Como o magistrado controlará o ato em sua plenitude? No ambiente onde ficar, o magistrado percebe perifericamente tudo à sua volta, de forma simultânea: se alguém acena, se alguém se mexe, se a pessoa olha para um determinado lado ou se alguém faz sinais. No local onde estará o réu, o magistrado fica limitado ao que a câmara mostra. Ainda que possa operar a imagem remotamente – tecnologia mais dispendiosa – verá uma imagem de cada vez.
A despesa pelo deslocamento do réu deve a ele ser atribuída? O réu, no momento em que tem sua liberdade restringida fica ao sabor do Estado. O processo demora? Culpa do Estado. O réu está longe? Culpa do Estado que o coloca longe. O réu precisa se deslocar toda hora? Culpa do Estado que não o julga de forma célere. Neste aspecto, aliás, o interrogatório não pode ser considerado como um simples obstáculo a ser rapidamente superado até a pena já decidida. Eventualmente, quando se menciona a situação de um famoso preso do Rio de Janeiro, indo de um Estado a outro, tenho lido a opinião de políticos criticando tais deslocamentos e que parecem que estão simplesmente querendo acabar logo com o processo e apresentar uma condenação, sendo que o deslocamento do réu dificulta tal objetivo.
Porque se associa o uso da VC com a questão da economia? Tratar limitações de direitos em termos monetários traz arrepios de toda ordem.
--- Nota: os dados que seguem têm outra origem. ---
PR #1172, opened 2019-10-29
Iterate simplification

virgil-serbanuta:
We should follow this with removing the various redundant `markSimplified` calls.

---

###### Reviewer checklist


kore/src/Kore/Internal/TermLike.hs
```diff
@@ -1014,78 +1015,112 @@ forceSort forcedSort = Recursive.apo forceSortWorker
...
+        [ "Could not force pattern to sort "
+        , Pretty.squotes (unparse forcedSort)
+        , ", instead it has sort "
+        , Pretty.squotes (unparse (termLikeSort original))
+        , ":"
+        ]
+    , Pretty.indent 4 (unparse original)
+    ]
+
+forceSortWorkerPredicate
```
traiansf: I was wondering whether this is a good name.

kore/src/Kore/Predicate/Predicate.hs
```diff
@@ -474,23 +508,95 @@ makePredicate = Recursive.elgot makePredicateBottomUp makePredicateTopDown
...
+        wasSimplified =
+            Attribute.Simplified.isSimplified
+                (Attribute.Pattern.simplified attrs)
+
+    updateHasChanged
+        :: HasChanged
+        -> TermLike variable
+        -> Predicate variable
+        -> HasChanged
+    updateHasChanged before term predicate =
```
ttuegel: Is this tracking whether the term's sort was changed building the predicate?

kore/src/Kore/Step/Simplification/TermLike.hs
```diff
@@ -201,101 +225,80 @@ simplifyInternal term predicate =
...
-                OrF orF -> Or.simplify <$> simplifyChildren orF
-                RewritesF rewritesF ->
-                    Rewrites.simplify <$> simplifyChildren rewritesF
-                TopF topF -> Top.simplify <$> simplifyChildren topF
-                --
-                StringLiteralF stringLiteralF ->
-                    return $ StringLiteral.simplify (getConst stringLiteralF)
-                VariableF variableF ->
-                    return $ Variable.simplify (getConst variableF)
+          = assertTermNotPredicate $ tracer termLike $ do
```
ttuegel:
```suggestion
        = assertTermNotPredicate $ tracer termLike $ do
```

kore/src/Kore/Step/Simplification/TermLike.hs
```diff
@@ -319,6 +322,77 @@ simplifyInternal term predicate =
                     , "Expected all predicates to be removed from the term."
                     ]
 
+    descendAndSimplify :: TermLike variable -> simplifier (OrPattern variable)
```
ttuegel: This is the old worker function, right?

kore/src/Kore/Step/Simplification/TermLike.hs
```diff
@@ -201,101 +225,80 @@ simplifyInternal term predicate =
...
-                --
-                StringLiteralF stringLiteralF ->
-                    return $ StringLiteral.simplify (getConst stringLiteralF)
-                VariableF variableF ->
-                    return $ Variable.simplify (getConst variableF)
+          = assertTermNotPredicate $ tracer termLike $ do
+            termOr <- descendAndSimplify termLike
+            termPredicateList <- BranchT.gather $ do
+                termOrElement <- BranchT.scatter termOr
+                simplified <- simplifyCondition termOrElement
```
ttuegel: How is this going to work with `simplifyCondition` calling back into the term simplifier?

kore/src/Kore/Step/Simplification/TermLike.hs
```diff
@@ -201,101 +225,80 @@ simplifyInternal term predicate =
...
+                return (applyTermSubstitution simplified)
+
+            case termPredicateList of
+                [] -> return OrPattern.bottom
+                [result] ->
```
ttuegel: Why is a single result handled differently from many results, below?

kore/test/Test/Kore/Predicate/Predicate.hs
```diff
@@ -344,9 +345,64 @@ test_predicate =
...
+        (toBool termSimplification)
+        (TermLike.isSimplified term)
+    assertEqual "Predicate simplification"
+        (Right (toBool predicateSimplification))
+        (Predicate.isSimplified <$> eitherPredicate)
+  where
+    toBool IsSimplified = True
+    toBool NotSimplified = False
+
+
```
ttuegel:
```suggestion
```

kore/src/Kore/Internal/TermLike.hs
virgil-serbanuta: Better now?

kore/src/Kore/Step/Simplification/TermLike.hs
virgil-serbanuta: Not that well, it seems that I missed some stuff when moving code around. Thank you for pointing it out. I rewrote it, in the new version it should work like this (siw = simplifyInternalWorker, sc = simplifyCondition):
```
1. siw t1 computes t2 and p2, then calls sc p2
2. sc p2 calls siw p2
3. siw p2 computes t3 and p3. t3 should be top. If p2 == p3, i.e. this was fully simplified, mark it as such and continue. Otherwise call sc p2, go to step 2
```

kore/src/Kore/Predicate/Predicate.hs
ttuegel: What does the `HasChanged` value mean, that this is updating?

A abordagem faz os mais temerosos imaginarem que no futuro alguns defenderão a eliminação de atos processuais apenas porque implicam em gastos ao erário. Em um cenário em que o simples acesso de patrono a inquéritos policiais em delegacias necessita, eventualmente, de manifestação judicial, inclino-me a resistir a qualquer redução de direitos, por mais insignificante que pareça.
Qual o custo real da implementação da VC em larga escala? Em um País que não consegue sustentar velocidade de comunicação de dados em um patamar mínimo de segurança e custo, a VC exige conexões caras e equipamentos dispendiosos, sujeitos a interrupções freqüentes, sem falar na utilização concorrente, pois em uma Penitenciária com óbvios inúmeros presos, é altamente provável que alguns precisem participar de uma VC ao mesmo tempo, já que respondem a processos em locais diversos. Teremos salas de VC suficientes?
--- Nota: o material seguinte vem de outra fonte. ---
Issue #1174, opened 2019-10-29
Add NonSimplifiable attribute for patterns


ana-pantilie:
This is needed for https://github.com/kframework/kore/issues/1077.

A pattern is `NonSimplifiable` if it's a:
1. `BuiltinBool` or `BuiltinInt` or `BuiltinString`
2. a constructor applied over a `NonSimplifiable` pattern
3. a sort injection applied over a `NonSimplifiable` pattern `pat`, where `pat` does not also have a sort injection at the top

See https://runtimeverification.slack.com/archives/CC360GUTG/p1572364797433900?thread_ts=1572364637.433400&cid=CC360GUTG

PR #1182, opened 2019-10-30
Kore.Attribute.Pattern.NonSimplifiable

ana-pantilie:
Fixes https://github.com/kframework/kore/issues/1174

---

###### Reviewer checklist


kore/src/Kore/Attribute/Pattern/NonSimplifiable.hs
```diff
@@ -0,0 +1,191 @@
...
+import Kore.Syntax
+import Kore.Syntax.Application
+    ( Application (..)
+    )
+import Kore.Variables.UnifiedVariable
+    ( UnifiedVariable
+    )
+
+{- | A pattern is `NonSimplifiable` if:
+    1. it's a `BuiltinBool`, `BuiltinInt` or a `BuiltinString`
```
virgil-serbanuta: @ana-pantilie You asked me about this before. I'm sorry I only realized this now:

@ana-pantilie @ttuegel Should we also include domain values of unrecognized types (i.e. not int, bool, string) here? I think (but I may be wrong) that imp uses such domain values for IDs, and I think it uses them as storage keys.

Also, strictly speaking, we could probably include sets, lists and maps when all their elements are non-simplifiable, but it's probably not worth the trouble.

kore/test/Test/Kore/Step/MockSymbols.hs
```diff
@@ -50,6 +50,7 @@ import qualified Kore.Attribute.Sort.Unit as Attribute
 import qualified Kore.Attribute.Symbol as Attribute
 import qualified Kore.Builtin.Bool as Builtin.Bool
 import qualified Kore.Builtin.Int as Builtin.Int
+import Kore.Builtin.String as Builtin.String
```
virgil-serbanuta: Why not make this a qualified-only import? Chances are you won't need the `sort -> sort'` change below anymore.

kore/src/Kore/Attribute/Pattern/NonSimplifiable.hs
ana-pantilie: @virgil-serbanuta Yes, we use domain values as keys as well. Sorry, I marked this pull request as ready before testing the integration tests with the other PR as well. Why do you think we should only include domain values of unrecognized types?

virgil-serbanuta: We could think about that, but the only kind of recognizable domain values that I saw had a string child, and we usually check that it's a valid string. And we simplify those to BuiltinBool/Int/String.

I did try to find hypothetical examples of bool/int/string domain values that do not have strings as children, and which are unsimplifiable at the same time, and I'm not sure that makes sense (i.e. I would expect that any non-string child would be simplifiable to a string), but I'm not fully sure yet.

ttuegel: > I think (but I may be wrong) that imp uses such domain values for IDs, and I think it uses them as storage keys.

This is correct.

> Also, strictly speaking, we could probably include sets, lists and maps when all their elements are non-simplifiable, but it's probably not worth the trouble.

Agreed.

kore/src/Kore/Attribute/Pattern/NonSimplifiable.hs
```diff
@@ -0,0 +1,191 @@
...
+import qualified Kore.Internal.Symbol as Symbol
+import Kore.Syntax
+import Kore.Syntax.Application
+    ( Application (..)
+    )
+import Kore.Variables.UnifiedVariable
+    ( UnifiedVariable
+    )
+
+{- | A pattern is `NonSimplifiable` if:
```
ttuegel: Haddock uses apostrophe instead of backtick:

```suggestion
{- | A pattern is 'NonSimplifiable' if:
```

kore/src/Kore/Attribute/Pattern/NonSimplifiable.hs
```diff
@@ -0,0 +1,201 @@
...
+    synthetic = const (NonSimplifiable . Just $ BuiltinHead)
+    {-# INLINE synthetic #-}
+
+instance Synthetic NonSimplifiable (Top sort) where
+    synthetic = const (NonSimplifiable Nothing)
+    {-# INLINE synthetic #-}
+
+data NonSimplifiableHead = ConstructorLikeHead
+                         | SortInjectionHead
+                         | BuiltinHead
```
virgil-serbanuta: Why is `BuiltinHead` distinct from `ConstructorLikeHead`?

kore/src/Kore/Attribute/Pattern/NonSimplifiable.hs
ttuegel: > Why do you think we should only include domain values of unrecognized types and not all domain values with a non-simplifiable child?

During the daily meeting we checked and found that for all the recognized types of domain value, the pattern verifier checks that they have a literal string argument and decodes them to their builtin representation; it is an error otherwise. So, it should be safe to assume that any `\dv` remaining during execution is in an unrecognized sort.

kore/src/Kore/Attribute/Pattern/NonSimplifiable.hs
ana-pantilie: Yeah, I guess this distinction didn't turn out to be necessary. I'll remove one of them.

A questão já divide nossa corte constitucional, com decisões contra e a favor (HC 88914 e HC 91758).
Modernizar, informatizar, digitalizar os documentos e substituir o processo físico pelo meio eletrônico são medidas viáveis e que não restringem direitos e garantias dos envolvidos no processo. A realização de atos por VC introduz elementos negativos em uma ferramenta de otimização administrativa. Se lembrarmos que o réu é inocente até prova em contrário, concluiremos que estamos restringindo a defesa de um inocente e só porque o Estado não fez sua parte. A questão-fim não é só viabilizar a conversa entre o réu e o juiz. A dúvida maior não é só se há ou não presença física e se o juiz precisa estar no mesmo ambiente do réu por ser importante para a sentença que dará. O significativo aqui é que o interrogatório é um ato marcante para o réu e que o uso da VC não o beneficia, muito pelo contrário. Defender que a VC é mais célere e econômica não lhe tira as outras conseqüências. Ou, como diz o sábio homem do interior, não adianta chamar boi de borboleta e pedir para voar.